PR #839, opened 2020-05-20
Correct digit to respect figure

AdamDemirel:


bazzadp:
Thanks! Merged and will include in next release!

*BRIEF:* Exactly as shown, give every record again.

*REPLY TO THE TASK:*
PR #839, opened 2020-05-20
Correct digit to respect figure

AdamDemirel:


bazzadp:
Thanks! Merged and will include in next release!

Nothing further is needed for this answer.